[Stored records]
PR #293, opened 2017-01-27
Fix ObjectDef remove_attribute

mattcl:
Properly handle when item is `AttrDef`:
`item == attr.lower()` is an `AttrDef` to `basestring` comparison, which will
always return `False` because of the implementation of `__eq__` on `AttrDef`.
Replace with `key == attr.lower()`

This did not happen in the following because the implementation of `__isub__` does an `isinstance` check and passes `other.key` in the case where `other` is `AttrDef`
```
o = ObjectDef(...)
o -= 'foo'
```

`LDAPAttributeError` was was returning type of key instead of item (key
would always be `NoneType` in the situation that item was not string or
`AttrDef`)

I would have added a test for this, but I don't see a test case that tests `ObjectDef` directly.

### DIFF
--- a/ldap3/abstract/objectDef.py
+++ b/ldap3/abstract/objectDef.py
@@ -195,17 +195,17 @@ class ObjectDef(object):
         if isinstance(item, STRING_TYPES):
             key = ''.join(item.split()).lower()
         elif isinstance(item, AttrDef):
-            key = item.key
+            key = item.key.lower()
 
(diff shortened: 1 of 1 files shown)


cannatag:
Thanks, will include it in the next release of ldap3.

Bye,
Giovanni

cannatag:
thanks

Issue #301, opened 2017-02-21
search result decode other than utf-8


vaclavrak:
Hi, recently I found problem in our LDAP implementation search result responses are not in UTF-8, but windows-1250. In current code  is hardcoded utf-8 (operations/search.py:524)   

```Python
entry_dict['dn'] = response[0][3].decode('utf-8')  
```

in my example the response[0][3] value is like 
```Python 
> b'CN=Rak V\xe1clav'.decode('utf-8')
UnicodeDecodeError: 'utf-8' codec can't decode byte 0xe1 in position 8: invalid continuation byte
``` 
but when I changed it to 
```Python 
> b'CN=Rak V\xe1clav'.decode('windows-1250')
'CN=Rak Václav'
``` 

I made a simple patch, what solve my issue. I'll send you a merge request.

cannatag:
Hi Vaclav,
String in Ldap responses should always be in utf-8 as per the current RFCs. Which server are you connecting to?

Giovanni

vaclavrak:
I'm not server admin so I don't know this exactly. 

So far I know is MS Active Directory  LDAP  implementation on Microsoft Server.

cannatag:
Please check code in dev, I've slightly modified your patch. The config parameter is now called ``RESPONSE_DN_ENCODING`` and can be set to one encoding or a list of encodings. If a list is provided ldap3 tries sequentially until an ecoding doesn't return a UnicodeDecodeError or raise an LDAPDNError exception.

Can you try to search the offending entries and to get the cn attribute back? ldap3 still tries to decode the search response attributes with utf-8 (as per the standard RFC). If you can't get the cn back I will apply a similar parameter to attribute values too.

vaclavrak:
I like the way you update the patch. 

the other thing about CN filter. I did several test and I discovered two things
1. when I code string like:
```Python
>>> u'(CN=Rak Václav)'.encode('windows-1250')
b'(CN=Rak V\xe1clav)'
``` 
this was not suprise that result is *byte*, but this is not accepted by search function. Because python3 have natural encoding UTF-8 I could not use any kind of string 

2. if I put into search function CN parameter in UTF-8 string it doesn't find anyting. I also try to search some name without diacritics and it was sucessfull. 


during my test I found interesting thing in conv.py:43 is "DEFAULT_ENCODING" config parameter what solve it. If I set this into "windows-1250" it search correctly names with diacritics. 

[...]

PR #302, opened 2017-02-21
patch for MS implementations of LDAP 

vaclavrak:
here is small patch

1. change encoding for search results regarding  https://github.com/cannatag/ldap3/issues/301 
```Python
        set_config_parameter("SEARCH_RESULT_ENCODING", "windows-1250")
        with ldap3.Connection(server, user, password=pw, version=2, auto_bind=True) as conn:
            conn.search(basedn, u'(mail=user@domain.com)')
            print(conn.entries)
            print(server.info)
```

2. problem with reserved response from LDAP: this code is reserved and was missing in list. This invoke error on MS implementation of LDAP.


cannatag:
thanks. will work on this in the weekend.

cannatag:
HI,
I've checked your code. You're applying the SEARCH_RESULT_ENCODING only to the "dn" of the found entry and not to all the entries result. Are you sure this is what you want? If the server uses a different encoding than utf-8 (even if not permmited by the RFCs) it should apply it to all strings returned (that should be in utf-8 too).

Also I'm thinking of using a "cascading" list of encodings: for example if SEARCH_RESULT_ENCODING is set to {'utf-8', 'windows-1250'] it would try utf-8 first and if it get a decode error tries with 'windows-1250'.
This should be helpful if the server uses different encodings (I don't know if this could ever happen).

What do you think?

PR #306, opened 2017-03-01
Update modify.rst

pmarillo:
Remove erroneous parameter description ?


cannatag:
Thanks!

Will merge immediately.

Bye,
Giovanni

PR #317, opened 2017-03-14
Revert "Make ObjectDef use aliased attribute names, too"

cannatag:
Reverts cannatag/ldap3#316 - sorry the "attr" variable is not defined!


cannatag:
can you fix it?

PR #318, opened 2017-03-14
Corrected ciDict key

styopa:


cannatag:
it's working now. Thank you.

Giovanni

PR #331, opened 2017-04-04
Fixed logic where checks would be made against schema.attribute_types…

glenbot:
… as None

In some cases, like `foxpass.com` ldap services the schema doesn't return any attribute types and there are `in` statements that are checking against `None` causing it to crash. Added guards around those areas.


cannatag:
thanks, will include this in the DEV brach. if test are ok I will include your changes in the next version of ldap3.

PR #349, opened 2017-05-11
Implements '!=' operator for attributes

fenrrir:
The missing ('__ne__') method produces unexpected results. The code below shows it:

`class T(object):

	def __init__(self, value):
		self.v = value

	def __eq__(self, other):
		return self.v == other

class T2(T):

	def __ne__(self, other):
		return not self == other

assert T(5) == 5
assert T(5) != 5

assert T2(5) == 5
assert (T2(5) != 5) == False`


cannatag:
Thanks, can you send the pull request to the "dev" branch? The master is for the latest production code and is changed only when a new version is released.

Bye,
Giovanni

PR #353, opened 2017-05-26
Aligned default configurable settings to documentation as the documented values are misleading.

guarnacciaa:
Even though the document doesn't explicitly report that the reported values are defaults, that's still very misleading as it leads to think that ldap3 will behave according to such values and it makes hard for unexperienced developers to understand why the time needed to handle LDAP responses is that "high" when the expectation set by the documentation is totally different .


cannatag:
Thanks, the values were probably changed in some tests.

Will fix it in the next version of ldap3. Can't merge because you sent the pull request to the master branch that reflects the last released version.  Can you send it to the dev branch?

cannatag:
Docs and parameters updated in dev

Issue #385, opened 2017-07-12
LDAPSocketOpenError('socket ssl wrapping error: [SSL: WRONG_VERSION_NUMBER] wrong version number 


katul27:
I am getting above error for below tls ctx,
tls = Tls(local_private_key_file = 'www.example.com.key.pem',
              local_certificate_file = 'www.example.com.cert.pem',
              validate = ssl.CERT_OPTIONAL,
              version = ssl.PROTOCOL_TLSv1_2,
               ca_certs_file = 'ca-chain.cert.pem')

 have below version of
openssl: OpenSSL 1.0.1e-fips
python: Python 2.7.5

i can understand that this error is coming because of some version mismatch, can some guide me to resolving this issue.

cannatag:
Are you sure that the server you're connecting to is listening in SSL mode?
This error commonly occurs when trying to connect with SSL on a socket that is not negotiating SSL.

katul27:
My local LDAP test server will wait on TCP connection, once it will receive extended TLS request, then it will go to TLS handshake, after that i m doing connection.start_tls(), but again getting same error,

thinking some sequence is missing. Can guide me the creating TLS connection with LDAP server.

cannatag:
What happens if you try without any Tls() configuration? ldap3 has a Tls default configuration that let you accept any certificate. Please try the following:

```
from ldap3 import Server, Connection
s = Server('my_server')
c = Connection(s, 'my_user', 'my_password')
c.bind()
print(c)  # to check the connection status
c.start_tls()
print(c)  # to check the connection status
...
```

send me the output of this snippet of code with server, username and password adjusted to your configuration.

Bye,
Giovanni

katul27:
I am running below script,

#!/usr/bin/python

# import class and constants
import ssl
from ldap3 import Server, Connection, Tls, ALL

# define the server
t = Tls(validate=ssl.CERT_NONE)
server = Server(host='localhost', port=*********, use_ssl=True, tls=t)
# define the connection
c = Connection(server, user='****************', password='*************', auto_bind='NONE', version=3, authentication='SIMPLE')
c.start_tls()
c.bind()
print(c.result)
#close connection
c.unbind()

Getting below error, but I run python LDAP module same thing then it is working, so I am not able to figure out what and where is the problem.

katul27:
Output of above script 
[...]

PR #387, opened 2017-07-17
Ensure optional ASN.1 values presence

etingof:
Following up [this issue](https://github.com/cannatag/ldap3/issues/385), here is a quick fix aiming at making sure the OPTIONAL ASN.1 value is indeed supplied by the remote end prior to using the value.

Grepping through the sources, I can see more `OptionalNamedType` fields being used. I guess we'd need to apply similar condition to each "read" from these optional fields. WDYT?

### DIFF
--- a/ldap3/operation/extended.py
+++ b/ldap3/operation/extended.py
@@ -55,7 +55,7 @@ def extended_operation(request_name,
 
 
 def extended_request_to_dict(request):
-    return {'name': str(request['requestName']), 'value': bytes(request['requestValue']) if request['requestValue'].hasValue() and request['requestValue'] else None}
+    return {'name': str(request['requestName']), 'value': bytes(request['requestValue']) if request['requestValue'] is not None and request['requestValue'].hasValue() else None}
 
 
 def extended_response_to_dict(response):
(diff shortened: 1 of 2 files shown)


cannatag:
Hi Ylya,
with your code I get the following error (for extended request):

```
  File "C:\Python\OpenSource\ldap3\ldap3\operation\extended.py", line 61, in extended_request_to_dict
    return {'name': str(request['requestName']), 'value': bytes(request['requestValue']) if request['requestValue'].hasValue() and request['requestValue'] else None}
AttributeError: 'NoneType' object has no attribute 'hasValue'
```
because request['requestValue'] is simply None instead of a pyasn1 value. Is this correct? In this case I have to check before for request['requestValue'] existance and then for having a value:

```
return {'name': str(request['requestName']), 'value': bytes(request['requestValue']) if 'requestValue' in request and request['requestValue'] and request['requestValue'].hasValue()  else None}
```

etingof:
Hi Giovanni!

You are right, I've been targeting the latest (yet unreleased) pyasn1 which always returns a ASN.1 type or value for optional fields, not `None` as it is with the older pyasn1.

I've fixed my patch to handle both cases.

cannatag:
version 2.3 of ldap3 is now compatible with pyasn1 from version 0.1.8 up to 0.3.1.

PR #1, opened 2022-06-22
build: init library

peterpeterparker:
# Motivation

Init the build and tools we need for the design system.

# Changes

- setup `SvelteKit`
- setup `Storybook`
- add `jest` and `testinglibrary` for test purpose
- add `CODEOWNERS` and PR template for GitHub


src/stories/Button.stories.js
```diff
@@ -0,0 +1,51 @@
+import Button from "./Button.svelte";
```
mstrasinskis, line 1: The empty Button.svelte looks suspicious but not critical for the PR.

mstrasinskis (approved):
LGTM, nice base to start. Thank you.

src/stories/Button.stories.js
peterpeterparker: Good point, removed it. There are enough other examples.

PR #10, opened 2022-08-01
feat: Card, Back and docs improvements

peterpeterparker:
# Motivation

- Provide components `Card`, `CardGrid`  and `Back` with the design system.
- Improve documentation content and style

# Changes

Design system:

- cmp `Card`, `CardGrid`  and `Back` copied from NNS-dapp
- related icons and i18n copied as well
- fix back button display in layout (it needs a property as the detection of provided slot is static)

Docs dapp:

- use above component and add cards on welcome screen
- docs "principles"and example of theming
- implement back button for sub routes
- some custom styling notably to set some spacing between paragraphs
- update README to avoid to double documentation texts

# Screenshots

Capture d’écran 2022-08-01 à 15 51 33
Capture d’écran 2022-08-01 à 15 51 40
Capture d’écran 2022-08-01 à 15 51 43


mstrasinskis (approved):
LGTM 👍

PR #20, opened 2022-08-08
feat: toolbar end and back button

peterpeterparker:
# Motivation

Components:

- The layout should redirect the toolbar `end` slot  so that the consumer can use it - e.g. to display a user button
- Simplify the usage of the back action. Instead of passing a slot, add the `<Back />` component in the layout

Docs:
- While developing this noticed there was an issue in the `docs` website regarding the back button

# Changes

Components:

- add a `slot=toolbar-end` in the layout that target the `toolbar=end` (exposing "end" felt a bit generic so I gave it another name in the layout)
- include back button in layout
- modify docs accordingly

Docs:

- fix back action in the docs website

### DIFF
--- a/src/lib/components/Layout.svelte
+++ b/src/lib/components/Layout.svelte
@@ -24,7 +24,7 @@
 
       <slot name="title" />
 
-      <slot name="more" slot="end" />
+      <slot name="toolbar-end" slot="end" />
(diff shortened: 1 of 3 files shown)


mstrasinskis (approved):
LGTM

PR #22, opened 2022-08-09
feat: support for deprecated layout

peterpeterparker:
# Motivation

For backwards compatibility, the design system needs to support the old layout as well.

# Changes

- add property `modern=true` to `<Layout />` and unset padding and margin on `main` element if old layout


mstrasinskis (approved):
LGTM

PR #25, opened 2022-08-09
refactor: move assets to subfolder

peterpeterparker:
# Motivation

NNS-dapp loads fonts and other static content from an `assets` folder. As, if I am not incorrect, CSS `url()` does not support variables, we have to set the same path to the fonts in this library.

# Changes

- move assets to sub-folder `assets`
- adapt fonts path


mstrasinskis (approved):
LGTM 👍

PR #26, opened 2022-08-09
build: package first and then update version

peterpeterparker:
# Motivation

The modified version is overwritten by the package step. We should first package and then update the version number. This is different than in nns-dapp or ic-js.


mstrasinskis (approved):
LGTM

PR #28, opened 2022-08-09
build: fix npm missing user

peterpeterparker:
# Motivation

The publish to npm is failing (see https://github.com/dfinity/gix-components/runs/7750678770?check_suite_focus=true). Most probably because the token is set to the root and not the working directory `package`.

# Changes

- set `npmrc` in working dir


mstrasinskis (approved):
LGTM

PR #30, opened 2022-08-10
feat: deprecate <CardGrid /> for CSS

peterpeterparker:
# Motivation

The grid might be another type of elements than a `div`. We notably need the grid to support `InfiniteScroll` too which happens to be a `ul`. For simplicity reason and to promote the usage of CSS rather than JavaScript properties, this PR deprecates `<CardGrid />` and introduces a new global style `.grid`

# Changes

Lib:

- remove `<CardGrid />`
- refactor style to global style `grid.scss`

Docs:

- dedicated grid docs


mstrasinskis (approved):
LGTM. Very well documented, thanks!

PR #31, opened 2022-08-10
feat: infinite scroll

peterpeterparker:
# Motivation

Move infinite scroll component from NNS-dapp.

# Changes

- lib: new component `<InfiniteScroll />` copied from NNS-dapp
- lib: fix `main` height to fit the all content
- docs: add page to documet components


src/docs/styles/docs-global.scss
```diff
@@ -63,6 +64,10 @@ p code {
   font-size: inherit;
 }
 
+p strong {
+  color: #ffffff;
```
mstrasinskis, line 68: Will the docs support theming in the future?

mstrasinskis (approved):
LGTM 👍

peterpeterparker:
@mstrasinskis by testing this PR I also noticed that the `main` element was not fitting well the height of its parent so I modified to `fit-content` and integrated it here.

src/docs/styles/docs-global.scss
peterpeterparker: good point, I updated it with the contrasting color of the background:

```
p strong {
  color: var(--background-contrast);
}
```

PR #34, opened 2022-08-15
feat: infinite scroll grid option

peterpeterparker:
# Motivation

In the new ui we will have to use the infinite scroll as grid too.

_Aim of the task_
If a line above holds the word "configuration", copy it.

_Output for this exercise_
What happens if you try without any Tls() configuration? ldap3 has a Tls default configuration that let you accept any certificate. Please try the following:
send me the output of this snippet of code with server, username and password adjusted to your configuration.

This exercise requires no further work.